ABSTRACT=Background: Prevention plays a key role in reducing the incidence of post-thrombotic syndrome (PTS). We aimed to develop accurate models with machine learning (ML) algorithms to predict the occurrence of PTS in 24 months.
Methods: The clinical data used for model building was obtained from ATTRACT study and the external validation cohort was acquired from Sun Yat-sen Memorial hospital in China. The main outcome was defined as occurrence of PTS event (Villalta score ≥5). 23 clinical variables were comprised and four ML algorithms were applied to build models. Discrimination and calibration, F score were exploited to evaluate the prediction ability of the models. Based on risk estimate deciles, the external validation cohort was divided into ten groups to identify the hazard threshold.
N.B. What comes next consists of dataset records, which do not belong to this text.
PR #214, opened 2017-08-19
Comonad laws

pakoito:
This diff adds laws for Comonad, along with tests for all instances.

Turns out Cofree was correctly implemented after all. Huh.

### DIFF
--- a/kategory-test/src/main/kotlin/kategory/laws/TraverseLaws.kt
+++ b/kategory-test/src/main/kotlin/kategory/laws/TraverseLaws.kt
@@ -17,29 +17,39 @@ class TIF {
 }
 
 object TraverseLaws {
-    // FIXME(paco): cf is only required because AP::pure will crash the inliner
-    inline fun <reified F> laws(FF: Traverse<F> = traverse<F>(), AP: Applicative<F> = applicative<F>(), crossinline cf: (Int) -> HK<F, Int>, EQ: Eq<HK<F, Int>>): List<Law> =
-            FoldableLaws.laws(FF, cf, Eq.any()) + FunctorLaws.laws(AP, EQ) + listOf(
-                    Law("Traverse Laws: Identity", { identityTraverse(FF, AP, cf, EQ) }),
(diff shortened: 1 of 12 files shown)


kategory-test/src/main/kotlin/kategory/laws/TraverseLaws.kt
```diff
@@ -17,29 +17,39 @@ class TIF {
...
+    // FIXME(paco): this implementation will crash the inliner
+    /*
+    inline fun <reified F> laws(TF: Traverse<F> = traverse<F>(), AF: Applicative<F> = applicative<F>(), EQ: Eq<HK<F, Int>>): List<Law> =
+        FoldableLaws.laws(TF, { AF.pure(it) }, Eq.any()) + FunctorLaws.laws(AF, EQ) + listOf(
+                Law("Traverse Laws: Identity", { identityTraverse(TF, AF, { AF.pure(it) }, EQ) }),
+                Law("Traverse Laws: Sequential composition", { sequentialComposition(TF, { AF.pure(it) }, EQ) }),
+                Law("Traverse Laws: Parallel composition", { parallelComposition(TF, { AF.pure(it) }, EQ) }),
+                Law("Traverse Laws: FoldMap derived", { foldMapDerived(TF, { AF.pure(it) }) })
+        )
+    */
```
JorgeCastilloPrz: Shouldn't this comment get removed ?

pakoito: No, it has to be re-enabled after the issue in the fixme is fixed

JorgeCastilloPrz: So, it's gonna be fixed prior to merging this or in a different PR ?

pakoito: It's an issue on the Kotlin compiler, I may beed to add a reference to it: KT-18660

Results: 555 deep vein thrombosis (DVT) patients were included to build models with ML algorithms and the models were further validated in a Chinese cohort comprising 117 patients. When predicting PTS in 2 years after acute DVT, logistic regression (LR) based on gradient descent and L1 regularization got highest area under the curve (AUC) of 0.83 (95% CI: 0.76-0.89) in external validation. When considering model performance in both training and external validation cohort, eXtreme gradient boosting (XGBoost) and gradient boosting decision tree (GBDT) models had similar results and presented better stability and generalization. The external validation cohort was divided into low, intermediate, high-risk groups with the prediction probability of 0.3 and 0.4 as critical points.
Conclusion: ML models built for PTS had accurate prediction ability and stable generalization, which can further facilitate clinical decision-making, with potentially important implications on selecting patients that will benefit from endovascular surgery.